DuckingHeckers · 07/05/2020 23:20

Men are not generally nice to fat women is my daily treatment.

Sniggers. Whistles followed by laughs. Blokes on the Internet whose first port of call in any debate situation is to play the weight card against me.

Not my husband. But the women he is attracted to, say celebrities, or crushes have always been slim. Curvy but slim. And the woman he chose to sleep with was.

I just think I'm not his type. It's just because I'm his kids mum that he says those things.

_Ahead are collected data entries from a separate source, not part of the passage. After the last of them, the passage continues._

Issue #65, opened 2017-01-05
Upload status icon position


Raisolution:
Status icon seems to be too close to the status text:
![success](https://cloud.githubusercontent.com/assets/730205/21673913/04acc3d2-d334-11e6-93c3-f61fd912a6e9.png)

![warning](https://cloud.githubusercontent.com/assets/730205/21673919/0ade5b8a-d334-11e6-8466-48ba7ce84b36.png)

Raisolution:
One more thing - the icon is not displayed during upload
![loading](https://cloud.githubusercontent.com/assets/730205/21674229/753115c6-d335-11e6-95f4-3c5efa582f6c.png)
The currently used CSS class is **k-i-loading**

PR #77, opened 2017-01-09
feat: add loading indicator. closes telerik/kendo-theme-default#65

inikolova:


scss/common/_base.scss
```diff
@@ -387,6 +386,53 @@
         opacity: .3;
     }
 
+    $loading-size: 12px !default;
+    $loading-speed: 2s !default;
+    $loading-shadow-width: 2px !default;
```
gyoshev: Is that the width of the animated stroke? If so, `$loading-stroke-width` may be more descriptive -- saying _what_ it is rather than _how_ it is implemented.

scss/common/_base.scss
```diff
@@ -387,6 +386,53 @@
...
+
+    .k-i-loading::after {
+        border-radius: 0 ( $loading-size + ($loading-shadow-width * 2)) ( $loading-size + ($loading-shadow-width * 2)) 0;
+        top: -($loading-shadow-width);
+        left: ($loading-size / 2);
+        transform-origin: 0 (($loading-size / 2) + $loading-shadow-width);
+        animation: loading-animation $loading-speed infinite ease;
+    }
+
+    @keyframes loading-animation {
```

I know it's my twisted thinking.

But if he gained 6 stone. I honestly don't know how I would feel physically towards him so is it that far fetched to believe he is being KIND and not truthful. He knows him saying anything about my weight would devastate me.

OP posts:
DuckingHeckers · 07/05/2020 23:21

I'm honestly nothing to be jealous of.

I used to be pretty. I've aged so much. Gained so much weight. Cut all my hair off. I barely get out of my pj's.

OP posts:
Mulhollandmagoo · 07/05/2020 23:22

I would definitely work on your self esteem and self confidence. It must have been a gut wrenching thing to see, but comparison is the theif of joy. You and your husband are now back together because you want to be, he's with you because he loves you and wants to be with you, so you owe it to both of you to build up that confidence, stop being so harsh on yourself and start enjoying your marriage again Flowers

And FWIW I look at myself and hate what I see I have a list as long as my arm of imperfections, stretch marks, cellulite saggy skin the works....my husband doesn't even notice them, he has as long a list of things he does like.

JemimaShore · 07/05/2020 23:27

Well we all age, dear Grin

Is the weight gain something you want to do something about? Maybe frame it in your mind as getting fit and healthy again, which is a good thing to do anytime, but particularly right now.

If you really think he's only with you because you're the mother of his children, maybe it's time for YOU to move on? Find someone who wants to be with YOU.